The Opel-Rennbahn 'Opel Racetrack' is a former race track built by the Adam Opel AG in 1919. It was located in a forest about two kilometers south of Rüsselsheim am Main at the Schönauer Hof and was Germany's first purpose build racing track. The site is owned by the City of Mainz, which now operates a waterworks there.

== Use from 1919 to 1946 ==
Due to its design as an oval track racing circuit with a track width of twelve meters and its high, steep curves, it was considered one of the fastest racetracks in Europe in the 1920s. Average speeds of up to 140 km / h were possible. The Opel racetrack was used for public bicycle, motorcycle and car racing, and attracted up to 50,000 visitors at peak times. Among others, Jimmie Simpson, Guido Mentasti and Hermann Lang started their careers here. It was also the test track of Adam Opel AG, which often tested new developments here, including the rocket car Opel RAK.1. Due to the technical development in Motorsport as well as the opening of the AVUS, Nürburgring and the Hockenheimring, however, fewer and fewer racing events were held on the racetrack from 1930 onwards.

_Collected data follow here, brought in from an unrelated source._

Issue #44, opened 2020-10-29
External CUDA streams


artv3:
Hi Folks, 

We are having trouble keeping track of streams in RAJA. To enable interplay of external software that will also be using CUDA, could there be an option for users to provide an external stream? 

Thanks,
Arturo

artv3:
The use case comes from MFEM, see PR https://github.com/mfem/mfem/pull/1852

trws:
Sure, I think we intended for that to be an option from the start, is the extra constructor for the Cuda resource not an option?

https://github.com/LLNL/camp/blob/master/include/camp/resource/cuda.hpp#L89

It occurs to me looking at it that the device number defaulting to 0 might be inappropriate there, but it should work to let you construct a resource from an arbitrary external stream.

davidbeckingsale:
That constructor is private...

trws:
Yup...  Clearly not firing on all cylinders today. 🤦 

Would making that public solve the issue for you @artv3? I see no reason we couldn't offer that kind of setup, or possibly a maker function if we privatized it to disambiguate between that and the integral version (streams just being ints on the inside).

trws:
Oh, and I think it is used in one spot, the `get_default` method constructs the resource it returns from a stream.

artv3:
Yes that should fix the problem @trws , thanks!

PR #61, opened 2021-05-12
Move private hip/cuda constructor to public

artv3:
Resolves issue #44

### DIFF
--- a/include/camp/resource/cuda.hpp
+++ b/include/camp/resource/cuda.hpp
@@ -85,7 +85,6 @@ namespace resources
         return streams[num % 16];
       }
 
-    private:
       Cuda(cudaStream_t s, int dev=0) : stream(s), device(dev) {}
     public:
       Cuda(int group = -1, int dev=0) : stream(get_a_stream(group)), device(dev) {}
--- a/include/camp/resource/cuda.hpp
+++ b/include/camp/resource/cuda.hpp
@@ -85,9 +85,21 @@ namespace resources
         return streams[num % 16];
       }
 
+      // Private from-stream constructor
       Cuda(cudaStream_t s, int dev=0) : stream(s), device(dev) {}
+
     public:
       Cuda(int group = -1, int dev=0) : stream(get_a_stream(group)), device(dev) {}
+
+      /// Create a resource from a custom stream
+      /// The device specified must match the stream, if none is specified the
+      /// currently selected device is used.
+      static Cuda CudaFromStream(cudaStream_t s, int dev=-1) {
+        if (dev < 0) {
+          campCudaErrchk(cudaGetDevice(&dev));
+        }
+        return Cuda(s, dev);
+      }
 
       // Methods
       Platform get_platform() { return Platform::cuda; }
--- a/include/camp/resource/cuda.hpp
+++ b/include/camp/resource/cuda.hpp
@@ -24,6 +24,7 @@ namespace resources
 {
   inline namespace v1
   {
+    class Cuda;
 
     namespace
     {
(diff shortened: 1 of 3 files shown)


trws:
I'm good with this change, vaguely nervous we might end up with that being ambiguous in some case down the line but if it's passing now it should be alright.  Maybe put in a test for it just to make sure this doesn't slip past us?

artv3:
> I'm good with this change, vaguely nervous we might end up with that being ambiguous in some case down the line but if it's passing now it should be alright. Maybe put in a test for it just to make sure this doesn't slip past us?

Sure! Sounds good. Regarding the test, do you just mean exercise calling the constructor with a specified stream? Just want to double check what the test should look like.

trws:
Yup, pretty much just construct one, maybe do something with it and wait on it.  The main worry is that we end up with the call to the constructors being ambiguous on some platform, so anything that actually calls it should show us that.

artv3:
@trws , I pushed up a couple of test, but I couldn't figure out how to make one resource wait for another. Additionally, when trying to test on an AMD platform, I tried configuring the code via `cmake -DENABLE_HIP=ON ..' from a build directory and it wasn't picking up the hip compiler -- so the hip tests are untested right now.  If you suggestions I can make the adjustments for the tests.

trws:
Ok, the tests work.  Two last things:

1. rebase or merge so we don't have conflicts
2. remove the `dev` argument from the stream constructor, it should never have been there since the stream encodes the device already and it's just a foot-gun.

artv3:
> Ok, the tests work. Two last things:
> 
>     1. rebase or merge so we don't have conflicts
> 
>     2. remove the `dev` argument from the stream constructor, it should never have been there since the stream encodes the device already and it's just a foot-gun.

Regarding 2. If we remove the device specification that triggers the guard error: 

```
C++ exception with description "campCudaErrchk(cudaSetDevice(device)) invalid device ordinal /camp/include/camp/resource/cuda.hpp:34" thrown in the test body.
```

Reading around, I think we can get the device ID based on a given context. Perhaps something with the sequence of calls?
 
```
CUresult cuStreamGetCtx ( CUstream hStream, CUcontext* pctx );
CUresult cuCtxSetCurrent ( CUcontext ctx ) 
CUresult cuCtxGetDevice ( CUdevice* device ) 
```

Is that what you had in mind?

trws:
Yeah basically, be sure to pop the stream’s context back off though so we don’t mess up the calling code.

On May 23, 2021, at 3:49 PM, Arturo Vargas ***@***.***> wrote:

﻿

Ok, the tests work. Two last things:

1. rebase or merge so we don't have conflicts

2. remove the `dev` argument from the stream constructor, it should never have been there since the stream encodes the device already and it's just a foot-gun.


Regarding 2. If we remove the device specification that triggers the guard error:

C++ exception with description "campCudaErrchk(cudaSetDevice(device)) invalid device ordinal /camp/include/camp/resource/cuda.hpp:34" thrown in the test body.


Reading around, I think we can get the device ID based on a given context. Perhaps something with the sequence of calls?

CUresult cuStreamGetCtx ( CUstream hStream, CUcontext* pctx );
CUresult cuCtxSetCurrent ( CUcontext ctx )
CUresult cuCtxGetDevice ( CUdevice* device )


Is that what you had in mind?

artv3:
@trws, one quick question. It looks like I need to add the `cuda.h` header; however I'm not sure how to add the `-lcudart` flag to the build system. Otherwise we get the following error: 
```
undefined reference to `cuStreamGetCtx'
```

artv3:
@trws I seem to be having some trouble with CMAKE here. I tried adding cudart to the `target_link_libraries` under `test/CMakeLists.txt` like this: `target_link_libraries(${TESTNAME} camp_cuda cudart)`.  But still hit the same error... any chance you might be able to push up a fix? --- I'm feeling a bit stuck here

trws:
Have a look at this version.  I rebased it and reworked it a bit.  My main reason for wanting the argument gone was that in some cases it's possible the constructor signatures would be ambiguous, which would be pretty bad, so I left it private in case we need to do something about that and made a new static method `CudaFromStream` to create the thing. This avoids the context issue and takes care of the merge conflicts.  Work for you @artv3?

artv3:
Looks great to me! Thanks!

PR #62, opened 2021-05-17
Add error checking to cuda and hip calls

MrBurmark:
Add error checking to cuda and hip calls and throw an exception when there is a cuda error. The creation of the error string is not very elegant, suggestions?


trws:
Ready for merge?

MrBurmark:
If you're ok with it, sure.

PR #64, opened 2021-06-01
EventProxy stores resource by value.

mdavis36:
Event Proxy stores the internal resource by value. 

This is in relation to https://github.com/LLNL/RAJA/pull/1054

### DIFF
--- a/include/camp/resource.hpp
+++ b/include/camp/resource.hpp
@@ -172,19 +172,19 @@ namespace resources
     EventProxy &operator=(EventProxy &&) = default;
     EventProxy &operator=(EventProxy const &) = delete;
 
-    EventProxy(Res* r) :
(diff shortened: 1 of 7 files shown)


trws:
I like this direction.  Assuming it's tweaked to get the tests green LGTM.

MrBurmark:
Should resource get_default now return by value as well?

trws:
For encapsulation reasons I suppose that might make sense.  It wouldn't really change anything for dangling references unless someone uses `decltype(auto)` or similar, but it wouldn't hurt either and would make it impossible for callers to modify the default value through it which seems like a good thing.

mdavis36:
@trws @MrBurmark is this good to go?

trws (approved):
I'm happy. :shipit:

PR #65, opened 2021-06-08
Hip resource device guards.

mdavis36:
This PR adds device and memory size guards to mirror the functionality of Cuda resource. The size guards on memory operations are needed to get some failing tests to work in RAJA.

### DIFF
--- a/include/camp/resource/hip.hpp
+++ b/include/camp/resource/hip.hpp
@@ -24,6 +24,21 @@ namespace resources
   inline namespace v1
   {
 
+    namespace
+    {
+      struct device_guard {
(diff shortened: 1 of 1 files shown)


mdavis36:
@trws This is green now, are you good with this? we need it for https://github.com/LLNL/RAJA/pull/1054

trws:
Are the formatting changes from clang-format using the project config or something else? Otherwise I think this is fine, would prefer to have a test that at least calls it though.

mdavis36:
I just copied the formatting from the cuda resource file.

trws:
Fair enough.

PR #66, opened 2021-06-16
add get_event_erased to resource class

artv3:
Since we pass back a erased resource type in https://github.com/LLNL/RAJA/pull/1029, we need to add get_event_erased method class to the resource class.

### DIFF
--- a/include/camp/resource.hpp
+++ b/include/camp/resource.hpp
@@ -91,7 +91,7 @@ namespace resources
         m_value->memset(p, val, size);
       }
       Event get_event() { return m_value->get_event(); }
-      Event get_event_erased() { return m_value->get_event(); }
+      Event get_event_erased() { return m_value->get_event_erased(); }
       void wait_for(Event *e) { m_value->wait_for(e); }
 
     private:
--- a/include/camp/resource.hpp
+++ b/include/camp/resource.hpp
@@ -91,6 +91,7 @@ namespace resources
         m_value->memset(p, val, size);
       }
       Event get_event() { return m_value->get_event(); }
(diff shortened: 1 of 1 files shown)


include/camp/resource.hpp
```diff
@@ -91,6 +91,7 @@ namespace resources
         m_value->memset(p, val, size);
       }
       Event get_event() { return m_value->get_event(); }
+      Event get_event_erased() { return m_value->get_event(); }
```
trws, line 94:
```suggestion
      Event get_event_erased() { return m_value->get_event_erased(); }
```

trws (changes requested):
With the suggested change, or an equivalent one, I'm good with this.

trws:
@artv3: Error from Travis, looks like the ContextInterface doesn't have the method to pass it through:

```
1: /home/raja/include/camp/resource.hpp:94:50: error: 'class camp::resources::v1::Resource::ContextInterface' has no member named 'get_event_erased'
```

artv3:
Thanks @trws, could we sync up after the release to try to fix this? I'm off the next few days but hopefully after we can sort it out. 
This PR is needed for the following RAJA branch - https://github.com/LLNL/RAJA/pull/1029.

trws:
Sure.  The problem should be solved by adding a `get_event_erased` right next to the `get_event` proxy method [here](https://github.com/LLNL/camp/pull/66/files#diff-a31e2568f20cbb0cdffc68f85d78c21e6df4a6ac05561a1a0205befd4336554cL106).

artv3:
Hooray! all test pass!

trws (approved):
Looks great, thanks!

PR #73, opened 2021-08-03
add memory access type to allocation routines

trws:
@rhornung67

Here's my first cut at adding different allocation types to the resources.  I decided to start it off as an argument that's defaulted to device, but if we want them to be separate functions that's an option.  There are three modes, device, pinned, and managed currently.  I'm tempted to make it device, *shared* and managed so that it's based on the access semantics of the memory rather than the location, but most people aren't used to that (it's what we've been working on for OpenMP, pinned and true shared can provide the same stronger guarantee than managed can, but on cuda, sycl and hip both shared and managed are accessed through the same function).

One aspect I'm not terribly fond of is having to pass the access type to the free as well.  While SYCL doesn't need it, and OpenMP probably won't need it when it matters, technically both cuda and hip do.  It's possible to query the type of memory from them to decide, but it's not a fast operation, and they don't do it internally, so we have to either always incur that cost, or pass the requirement to identify the memory type to the user.

Thoughts on this would be appreciated.

### DIFF
--- a/include/camp/resource/cuda.hpp
+++ b/include/camp/resource/cuda.hpp
@@ -200,7 +200,7 @@ namespace resources
       }
       void *calloc(size_t size, MemoryAccess ma = MemoryAccess::Device)
       {
-        void *p = allocate<char>(size);
+        void *p = allocate<char>(size, ma);
         this->memset(p, 0, size);
         return p;
       }
--- a/include/camp/resource/cuda.hpp
+++ b/include/camp/resource/cuda.hpp
@@ -37,8 +37,8 @@ namespace resources
 
         ~device_guard() { campCudaErrchk(cudaSetDevice(prev_device)); }
 
-      int prev_device;
-    };
+        int prev_device;
+      };
 
     }  // namespace
 
@@ -47,9 +47,12 @@ namespace resources
     public:
       CudaEvent(cudaStream_t stream) { init(stream); }
 
-      CudaEvent(Cuda& res);
+      CudaEvent(Cuda &res);
 
-      bool check() const { return (campCudaErrchk(cudaEventQuery(m_event)) == cudaSuccess); }
+      bool check() const
+      {
+        return (campCudaErrchk(cudaEventQuery(m_event)) == cudaSuccess);
+      }
       void wait() const { campCudaErrchk(cudaEventSynchronize(m_event)); }
       cudaEvent_t getCudaEvent_t() const { return m_event; }
 
@@ -58,7 +61,8 @@ namespace resources
 
       void init(cudaStream_t stream)
       {
-        campCudaErrchk(cudaEventCreateWithFlags(&m_event, cudaEventDisableTiming));
+        campCudaErrchk(
+            cudaEventCreateWithFlags(&m_event, cudaEventDisableTiming));
         campCudaErrchk(cudaEventRecord(m_event, stream));
       }
     };
@@ -92,15 +96,19 @@ namespace resources
       }
 
       // Private from-stream constructor
-      Cuda(cudaStream_t s, int dev=0) : stream(s), device(dev) {}
+      Cuda(cudaStream_t s, int dev = 0) : stream(s), device(dev) {}
 
     public:
-      Cuda(int group = -1, int dev=0) : stream(get_a_stream(group)), device(dev) {}
+      Cuda(int group = -1, int dev = 0)
+          : stream(get_a_stream(group)), device(dev)
+      {
+      }
 
       /// Create a resource from a custom stream
       /// The device specified must match the stream, if none is specified the
       /// currently selected device is used.
-      static Cuda CudaFromStream(cudaStream_t s, int dev=-1) {
+      static Cuda CudaFromStream(cudaStream_t s, int dev = -1)
+      {
         if (dev < 0) {
           campCudaErrchk(cudaGetDevice(&dev));
         }
@@ -111,7 +119,7 @@ namespace resources
       Platform get_platform() { return Platform::cuda; }
       static Cuda get_default()
       {
-        static Cuda c( [] {
+        static Cuda c([] {
           cudaStream_t s;
 #if CAMP_USE_PLATFORM_DEFAULT_STREAM
           s = 0;
@@ -123,15 +131,9 @@ namespace resources
         return c;
       }
 
-      CudaEvent get_event()
-      {
-        return CudaEvent(*this);
-      }
+      CudaEvent get_event() { return CudaEvent(*this); }
 
-      Event get_event_erased()
-      {
-        return Event{CudaEvent(*this)};
-      }
+      Event get_event_erased() { return Event{CudaEvent(*this)}; }
 
       void wait()
       {
@@ -154,31 +156,57 @@ namespace resources
 
       // Memory
       template <typename T>
-      T *allocate(size_t size)
+      T *allocate(size_t size, MemoryAccess ma = MemoryAccess::Device)
       {
         T *ret = nullptr;
         if (size > 0) {
           auto d{device_guard(device)};
-          campCudaErrchk(cudaMallocManaged(&ret, sizeof(T) * size));
+          switch (ma) {
+            case MemoryAccess::Device:
+              campCudaErrchk(cudaMalloc(&ret, sizeof(T) * size));
+              break;
+            case MemoryAccess::Pinned:
+              // TODO: do a test here for whether managed is *actually* shared
+              // so we can use the better performing memory
+              campCudaErrchk(cudaMallocHost(&ret, sizeof(T) * size));
+              break;
+            case MemoryAccess::Managed:
+              campCudaErrchk(cudaMallocManaged(&ret, sizeof(T) * size));
+              break;
+          }
         }
         return ret;
       }
-      void *calloc(size_t size)
+      void *calloc(size_t size, MemoryAccess ma = MemoryAccess::Device)
       {
         void *p = allocate<char>(size);
         this->memset(p, 0, size);
         return p;
       }
-      void deallocate(void *p)
+      void deallocate(void *p, MemoryAccess ma = MemoryAccess::Device)
       {
         auto d{device_guard(device)};
+        switch (ma) {
+          case MemoryAccess::Device:
+            campCudaErrchk(cudaFree(p));
+            break;
+          case MemoryAccess::Pinned:
+            // TODO: do a test here for whether managed is *actually* shared
+            // so we can use the better performing memory
+            campCudaErrchk(cudaFreeHost(p));
+            break;
+          case MemoryAccess::Managed:
+            campCudaErrchk(cudaFree(p));
+            break;
+        }
         campCudaErrchk(cudaFree(p));
       }
       void memcpy(void *dst, const void *src, size_t size)
       {
         if (size > 0) {
           auto d{device_guard(device)};
-          campCudaErrchk(cudaMemcpyAsync(dst, src, size, cudaMemcpyDefault, stream));
+          campCudaErrchk(
+              cudaMemcpyAsync(dst, src, size, cudaMemcpyDefault, stream));
         }
       }
       void memset(void *p, int val, size_t size)
@@ -197,7 +225,7 @@ namespace resources
       int device;
     };
 
-    inline CudaEvent::CudaEvent(Cuda& res)
+    inline CudaEvent::CudaEvent(Cuda &res)
     {
       auto d{device_guard(res.get_device())};
       init(res.get_stream());
--- a/include/camp/resource/cuda.hpp
+++ b/include/camp/resource/cuda.hpp
@@ -16,7 +16,10 @@ http://github.com/llnl/camp
 #include "camp/resource/platform.hpp"
 
 #ifdef CAMP_HAVE_CUDA
+
 #include <cuda_runtime.h>
+
+#include <exception>
 
 namespace camp
 {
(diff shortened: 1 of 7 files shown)


davidbeckingsale:
I think this looks good - only thing that stuck out to me was that in some places you have used both shared and pinned in the actual implementation. I'm fine with either naming but I think shared is so overloaded it's potentially more trouble than it's worth.

trws:
I meant to remove the usage of shared, so that's a bug.  I'll pull that out, and thanks for finding it!

include/camp/resource/cuda.hpp
```diff
@@ -154,31 +156,57 @@ namespace resources
...
-          campCudaErrchk(cudaMallocManaged(&ret, sizeof(T) * size));
+          switch (ma) {
+            case MemoryAccess::Device:
+              campCudaErrchk(cudaMalloc(&ret, sizeof(T) * size));
+              break;
+            case MemoryAccess::Pinned:
+              // TODO: do a test here for whether managed is *actually* shared
+              // so we can use the better performing memory
+              campCudaErrchk(cudaMallocHost(&ret, sizeof(T) * size));
+              break;
```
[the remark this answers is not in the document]
trws: I had originally named it "Shared".  Reason being that while there are three kinds of memory you can allocate: pinned, truly shared, and managed single-access memory like on pascal and earlier, cuda and hip only allow allocating pinned and one of the other two.  Pinned and truly shared provide the same access guarantees, managed does not, so I was tempted to roll pinned and truly shared into one thing, and have managed be the other one.

That would be different from cuda and hip though.

trws:
I fixed the usage of `Shared` in the hip resource.

This version should be functional, but I'm not completely sure I like the interface.  What do you think of having to tell deallocate what kind of memory is being freed? I'm pretty sure it can be avoided, but it would have a performance cost to do it. I could default it to a "Detect" value or similar and do the easier but slower thing, but leave the option there to skip the cost if the user has the type handy?

rhornung67:
ooooffff. I hadn't thought about that. I think it may be best for the default be to not require the kind of memory to be specified when de-allocating, but allow it as an option. Then, make it clear in the documentation what the performance ramifications are. We can easily track this in the RAJA list segment implementation for hat use case.

rhornung67:
@trws how close is this to being merged? I think device, shared, and managed sounds reasonable, with device being the default. 

For the deallocation part, does it make sense to have the resource track which allocation mode is used to allocate, which would be set when the first resource allocation is made, and subsequent allocation with the same resource using a different mode would be a runtime error? Then, users would have to be sure to deallocate using the same resource they used for allocation.  Or is this too restrictive/clumsy?

include/camp/resource/cuda.hpp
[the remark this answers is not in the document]
MrBurmark: That's true, I believe even truly shared memory can't be used with gpu non-aware MPI on sierra though.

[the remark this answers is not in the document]
trws: It should work, but very slowly. If it actually flat doesn't work that would be a potentially serious problem, since it would mean their access guarantees aren't being met.

trws:
I kinda like the idea, but I think having it be something they can't switch might be a problem.  Perhaps it would be worthwhile to have a way to get a sub-resource with a different value, and either way it would set what the default is but allow it to be overridden?

I should be able to put up the auto-detection stuff today, if we want to be fancier with the interface in terms of having a tracking default that might take longer to figure out how to spell it.

trws:
Just pushed a version that should do the auto-detection for free.  I'm getting onto some systems to set up some tests for it, but assuming that goes alright this is good to go.

include/camp/resource/cuda.hpp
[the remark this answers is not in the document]
MrBurmark: My recollection was that it gives the wrong answer.

rhornung67:
@trws I pulled this branch into RAJA develop to test. It works fine on CPU builds (all tests compile and pass). However, trying a cuda build on blueos, I'm seeing the following compilation errors:

/g/g16/hornung1/AASD/RAJA-repo/raja-DEV/RAJA/tpl/camp/include/camp/resource/cuda.hpp(116): error #20: identifier "runtime_error" is undefined

/g/g16/hornung1/AASD/RAJA-repo/raja-DEV/RAJA/tpl/camp/include/camp/resource/cuda.hpp(116): error #20: identifier "runtime_error" is undefined

/g/g16/hornung1/AASD/RAJA-repo/raja-DEV/RAJA/tpl/camp/include/camp/resource/cuda.hpp(208): error #135: enum "camp::resources::v1::MemoryAccess" has no member "Detect"

/g/g16/hornung1/AASD/RAJA-repo/raja-DEV/RAJA/tpl/camp/include/camp/resource/cuda.hpp(208): error #135: enum "camp::resources::v1::MemoryAccess" has no member "Detect"

[  2%] Built target blt_cuda_version_smoke
/g/g16/hornung1/AASD/RAJA-repo/raja-DEV/RAJA/tpl/camp/include/camp/resource/cuda.hpp(116): error #20: identifier "runtime_error" is undefined

/g/g16/hornung1/AASD/RAJA-repo/raja-DEV/RAJA/tpl/camp/include/camp/resource/cuda.hpp(208): error #135: enum "camp::resources::v1::MemoryAccess" has no member "Detect"

/g/g16/hornung1/AASD/RAJA-repo/raja-DEV/RAJA/tpl/camp/include/camp/resource/cuda.hpp(182): error #135: enum "camp::resources::v1::MemoryAccess" has no member "Detect"

3 errors detected in the compilation of "/var/tmp/hornung1/tmpxft_00015ad1_00000000-6_PluginStrategy.cpp1.ii".

More of the same after this.  Have you tried to build RAJA with the version of camp?

rhornung67:
Building RAJA with Hip, I see syntax errors, etc....

/g/g16/hornung1/AASD/RAJA-repo/raja-TEST/RAJA/tpl/camp/include/camp/resource/hip.hpp:100:9: error: unknown type name 'hipPointerAttributes'; did you mean 'hipPointerAttribute_t'?
        hipPointerAttributes a;
        ^~~~~~~~~~~~~~~~~~~~
        hipPointerAttribute_t
/opt/rocm-4.1.0/hip/include/hip/hip_runtime_api.h:177:3: note: 'hipPointerAttribute_t' declared here
} hipPointerAttribute_t;

....

/g/g16/hornung1/AASD/RAJA-repo/raja-TEST/RAJA/tpl/camp/include/camp/resource/hip.hpp:103:21: error: no member named 'type' in 'hipPointerAttribute_t'
          switch (a.type) {
                  ~ ^
/g/g16/hornung1/AASD/RAJA-repo/raja-TEST/RAJA/tpl/camp/include/camp/resource/hip.hpp:108:18: error: use of undeclared identifier 'hipMemoryTypeManaged'; did you mean 'hipMemoryTypeUnified'?
            case hipMemoryTypeManaged:
                 ^~~~~~~~~~~~~~~~~~~~
                 hipMemoryTypeUnified
/opt/rocm-4.1.0/hip/include/hip/hip_runtime_api.h:162:5: note: 'hipMemoryTypeUnified' declared here
    hipMemoryTypeUnified  ///< Not used currently

...

rhornung67:
I played around with the camp code and got RAJA to build with nvcc. There were also some warnings about missing cases in switch statements that I put enough stub code in to quiet those. However, all RAJA CUDA tests failed for various reasons. Apparently, this still needs some work.

include/camp/resource/hip.hpp
```diff
@@ -177,15 +181,15 @@ namespace resources
           switch (ma) {
             case MemoryAccess::Unknown:
```
rhornung67, line 182: Did you remove MemoryAccess::Detect?

trws: I changed the name so it made more sense when used as both "detect" and "I can't figure out what this is." Unknown is detect, and will auto-detect how to free the thing when passed to deallocate.

trws:
With the last two commits, hip tests pass with raja no problem on corona.  I'm still trying to track down an issue with cuda though.

rhornung67:
Great. The issues I saw earlier were not serious. It looked like the code wasn't complete and ready to be tested. If you want me to run some tests also, please let me know.

trws:
If you get a chance to do hip tests or sycl tests especially that would 
be great.  There’s a segfault in some cuda tests I want to get a 
closer look at.

trws:
I'm now wondering very much why this didn't break on hip, but the issue in the cuda tests is stuff like this:

https://github.com/LLNL/RAJA/blob/65fc72c38f720de4df0681c17a39bb1302e8f771/test/functional/forall/atomic-ref/tests/test-forall-AtomicRefAdd.hpp#L96

The hit array is allocated with a camp resource, then used in forall regions *and* used directly from the host.  Wherever this happens, having the default be `Device` will break us.  It seems like the changes are working the way they should, but some of the tests are going to be dangerous like this.

I'm vaguely tempted to see if either CHAI, or a minimal chai-like mechanism, could be added into this since the allocators are there, but that's not going to be fast.  If we want to do this and have tests pass for current release, I need to make the default "Managed" for now, otherwise we can hold back on this and let it bake for a cycle.

rhornung67:
@trws this issue is just with the atomic tests, correct? If so, @rchen20 fixing the memory accesses in these tests should be any easy fix, right? Do you have time to do that in the next day or two?

rchen20:
> @trws this issue is just with the atomic tests, correct? If so, @rchen20 fixing the memory accesses in these tests should be any easy fix, right? Do you have time to do that in the next day or two?

That should be a pretty easy fix. I'll go through the atomic tests now and make sure there are proper host and device arrays, with the correct memcpy's.

rhornung67:
@rchen20 thanks! make sure you pull in Tom's camp PR branch to test.

trws:
I'm not sure it is, there were a good number of tests with the problem, but it could be.  If so that would be fantastic!

rhornung67:
I'm pretty sure all of the tests converted to the new organization follow the pattern of using a camp resource, which does the allocation on host/device, initialization on host, copy to device, copy back to host to check results. The remaining tests that have not been converted, which will be done soon, do not use camp resources, so I think we're good there. Same with our examples and exercises.

rchen20:
I've added usage of the host resource with memcpy's with @trws's branch, but the AtomicRefAdd test is seg faulting in the first forall. Also changed the lambda decoration to `RAJA_DEVICE` just in case, and tried allocating with `camp::resources::MemoryAccess::Managed` but that produces the same seg fault. There might be something else wrong apart from the test's memory management.

rhornung67:
@rchen20 you need a host resource and a work resource to allocate data on the host and device, respectively. Here's an example: 
https://github.com/LLNL/RAJA/blob/develop/test/functional/forall/segment/tests/test-forall-ListSegment.hpp#L36

The allocateForallTestData routine is here: 
https://github.com/LLNL/RAJA/blob/develop/test/include/RAJA_test-forall-data.hpp#L18

include/camp/resource/cuda.hpp
```diff
@@ -154,31 +176,63 @@ namespace resources
...
+              campCudaErrchk(cudaMallocManaged(&ret, sizeof(T) * size));
+              break;
+          }
         }
         return ret;
       }
-      void *calloc(size_t size)
+      void *calloc(size_t size, MemoryAccess ma = MemoryAccess::Device)
       {
         void *p = allocate<char>(size);
```
rchen20, line 203:
```suggestion
        void *p = allocate<char>(size, ma);
```

rchen20: This needs to forward/pass the `MemoryAccess` type to the actual `allocate()` call.

rchen20:
The problem with the AtomicRefAdd test is in the CountOp object: https://github.com/LLNL/RAJA/blob/65fc72c38f720de4df0681c17a39bb1302e8f771/test/functional/forall/atomic-ref/tests/test-forall-AtomicRefAdd.hpp#L75
CountOp is allocated on the host, and expects to be accessed on the device as well. The test works if I manually call CAMP allocate with Pinned or Managed, but to get Device working I'll need to refactor this CountOp functionality.

rhornung67:
How involved is refactoring that test? Can the test be simplified?  To get things working soon, use pinned/managed allocations as needed. Then, make a GitHub issue describing what needs to be revisited.

include/camp/resource/cuda.hpp
trws: Thanks @rchen20, can't believe I missed that. 🤦

MrBurmark:
@rchen20 I'm not sure what you mean, the things allocated here are the count, list, and hit pointers. The CountOp object is copied as a member of the lambda.

rchen20:
I was able to refactor AtomicRefAdd with fewer major changes than I thought (thanks @MrBurmark!). I'll take a look at the other RAJA test failures throughout this week.

rchen20:
The RAJA tests are fixed/worked around here https://github.com/LLNL/RAJA/pull/1102. @MrBurmark @trws @rhornung67  Please take a look!

rhornung67:
@rchen20 this branch should be pulled in to your RAJA PR branch, correct?

rchen20:
> @rchen20 this branch should be pulled in to your RAJA PR branch, correct?

Yes, the RAJA PR requires this CAMP fork & branch.

rhornung67:
@trws can we get this PR merged soonish so we can pull these changes into the RAJA submodule and finish up the release? Thanks.

rhornung67:
Excellent. Thanks @trws for the merge and the camp release.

After the end of World War II the site was temporarily used by the US Army.

== State since 1946 ==
Since 1946, the use of the Opel racetrack has been completely abandoned, but the facility was not demolished. In 1949 the lease with the city of Mainz expired. As a result, holes were made in the slope in order to plant trees there. In the 1960s, part of the home straight was demolished in order to facilitate the new construction of the L3012 state road. The slope is partly overgrown today, but it is still easy to see; in particular the steep wall curves are almost completely preserved. More recently, the historic complex has been integrated into the Rhein-Main Regional Park as an industrial heritage site. A small, accessible platform with information boards has been protruding into the north curve since 2013.